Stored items

BEGIN

PR #1294, opened 2022-10-13
Testing stability

vigo2:
[core] major cooldowns were (sometimes) sorted with sort.Slice(), so go versions >= 1.18.7 (with a different implementation) had different test results

[core] majorCooldownManager.sortOne() wasn't nil-checking SharedCDs, and treated all spells without SharedCDs as sharing a CD

[druid] another instance of sort.Slice() with potential for instability 

[rogue] hand-written reverse

[many] hence, test results changed all over


vigo2:
TryUseCooldowns() should probably be dumbed down a lot, and just fully sort cooldowns between activations. I tested something like this, and it wasn't noticeably slower.

PR #1307, opened 2022-10-14
[Rogue] Fix Mutilate cost when set bonus and glyph are applied

b-r-a-n:
Net effect is that Mutilate costs 52 energy in this scenario rather than 53.

### DIFF
--- a/sim/rogue/talents.go
+++ b/sim/rogue/talents.go
@@ -72,7 +72,7 @@ func (rogue *Rogue) makeFinishingMoveEffectApplier() func(sim *core.Simulation, 
 	}
 }
 
-func (rogue *Rogue) makeCastModifier() func(*core.Simulation, *core.Spell, *core.Cast) {
+func (rogue *Rogue) makeCastModifier(staticReduction float64) func(*core.Simulation, *core.Spell, *core.Cast) {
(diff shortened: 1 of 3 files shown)


sim/rogue/talents.go
```diff
@@ -72,7 +72,7 @@ func (rogue *Rogue) makeFinishingMoveEffectApplier() func(sim *core.Simulation,
 	}
 }
 
-func (rogue *Rogue) makeCastModifier() func(*core.Simulation, *core.Spell, *core.Cast) {
+func (rogue *Rogue) makeCastModifier(staticReduction float64) func(*core.Simulation, *core.Spell, *core.Cast) {
```
vigo2, line 75: Since 4t7 (Bonescythe) is a static cost reduction, it should be used for spell costs directly. That's faster, because it essentially skips a step in the spellFunc, and simpler, because you can see the cost right where the spell is defined. And it allows to directly special case each spell (e.g. Sinister Strike's cost is _also_ reduced by 3 energy).

The cast modifier could just return nil unless 2t9 (VanCleefs) is actually equipped, simplifying the spell.castFn a little.

b-r-a-n:
Not sure if this is correct; Closing it for now.

Issue #1194, opened 2022-10-02
Crash Report 1360695815


lewie-donckers:
Link:
https://wowsims.github.io/wotlk/hunter/#eJztUr9rFEEY3ff2kpuMBEYRWQ+LyzUeQmT2lgVPkF1TXWER8B+IhaksopVaBRGUCJLOGIRITKKNaCMmRUBBMBHlwgXOXEyQqIQUKVKmUfxmt7G0iJ2PeR/zPr5fM3y6pGhoeQaDHMII74IvwRVgBxjoVSizihTX8Qw44pUedN1C9+CVSzcuX1O+YekRtDL3Vlmh5+mC2V6k6J9PGHxfo+j5DnWvubPOoLnBij8+T33ITMwxWOr4FXgifj1lsPWFThTN1Ex2UWZWQr5uQxvzYlpyJbh76zXlSM39WWdfzTm7u+js/RnXtdNh0N6gdvnvXdZbVpSihbyscGpcBvyPP3FTKRgGHMHZq/pcg1UezvzpVDpwQlN1CYvCHqESaqEvRDj50GEhqUcZVhNZjNOKpWOySZBt8Rv+BPAG/hKwBvTl/faS+qePDrtJFWM4Gdtav43iKIrDKLSRtWFUiyLxWJFx2B9bh9o3BOpxk2a6yWDhB8ufW6x+aNG2W9xBYQ/FSXjr8Cqb7MnajA6n+Tu8o+nxfNLlpJ57VpK+4QztpPac5YuB+ud7cTs9iCqjy+8OpM7fIP+rC5vp+VzvJw0M4TfiTX49

RNG Seed: 2428397891

runtime error: invalid memory address or nil pointer dereference
Stack Trace:
goroutine 19 [running]:
runtime/debug.Stack()
	/opt/hostedtoolcache/go/1.18.6/x64/src/runtime/debug/stack.go:24 +0x6
github.com/wowsims/wotlk/sim/core.runSim.func1()
	/home/runner/work/wotlk/wotlk/sim/core/sim.go:55 +0x10
panic({0xe5720, 0x1216e80})
	/opt/hostedtoolcache/go/1.18.6/x64/src/runtime/panic.go:838 +0x29
github.com/wowsims/wotlk/sim/hunter.(*Hunter).registerReadinessCD.func1(0x51442a0, 0x510ea00, 0x5137e00)
[...]

Issue #1261, opened 2022-10-11
Crash Report -1474921766


Ruca777:
Link:
https://wowsims.github.io/wotlk/hunter/#eJztUs9rE0EU3vdmEycjkdGDHXMxXZQGobjZZcF42W29FLwU9A+wYIuHHkJBsMFDEQ/Wk+ilVjBQaxFqVYRqowQiLdRIa0qU1LTag7QhasCe6kn07e7Jm6De/Jhv3uz78c2+4YkER4kmHoNePANZvAL4CHAFoAnQHeeQxBR4cAHuAezTEp8ilyDaO9g33D/klyUKIKR8uoSqsoFG9Mk85ssodNkoouDy+x1Uixv+6cFbVGszjHJvzaIqr1NucQ5rP1Dslo8nUC2QBzSxR96m8OoMM/TXc6iJuMxPohq9zwzm63J5dwpVYxpJ5yFVNSkxSgGSojtnp1DE5PVlNFgrcLSK/v6h7hfW66jm11FodF6k0soLNDhHE6ht/cg11P7jF+Q4B4kKs3B8WJzogRRy2BtEvLzXnRTII8RdxBiREwWREZEI6fGbPgpuxg7wxqXZMWliDib20w40UqyHjQGUgL0EeAfQHt677WaWl3y03BRchcNOp2k6tu1YtknLTNuWbadtx7TTlpPudEwf1kdQfHIL5UQFVWETk6tVTL2qolmrYhP0bRDjcFREhc4b0yywO2MgIoLxrbbg8/Mo+lbeeBZY/vUbWwPN+IKx4J9GBrywde2QdyBsrOxmQs+K2z4QoOZazzG7czEXP9k/2HH63Plc39mk5SRPKf7Px+uy9zdURsoLf6JTsjqGun43OXi9Utt7ryt8PfR+ApLcoCk=

RNG Seed: 1889176454

runtime error: invalid memory address or nil pointer dereference
Stack Trace:
goroutine 11 [running]:
runtime/debug.Stack()
	/opt/hostedtoolcache/go/1.18.6/x64/src/runtime/debug/stack.go:24 +0x6
github.com/wowsims/wotlk/sim/core.runSim.func1()
	/home/runner/work/wotlk/wotlk/sim/core/sim.go:55 +0x10
panic({0xe6640, 0x1231060})
	/opt/hostedtoolcache/go/1.18.6/x64/src/runtime/panic.go:838 +0x29
[...]

PR #1337, opened 2022-10-17
Fix 2 hunter panics

jimmyt857:


jimmyt857:
Fixes #1194 and #1261

PR #1362, opened 2022-10-19
statweight.go changes

JooperGH:
- Changed from a static stat mod of 50 to a relative stat mod of max(50, stat*0.05).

END

● Task item
Scan the data for lines containing "Mutilate" and copy all of them.

● Answer for this exercise
[Rogue] Fix Mutilate cost when set bonus and glyph are applied
Net effect is that Mutilate costs 52 energy in this scenario rather than 53.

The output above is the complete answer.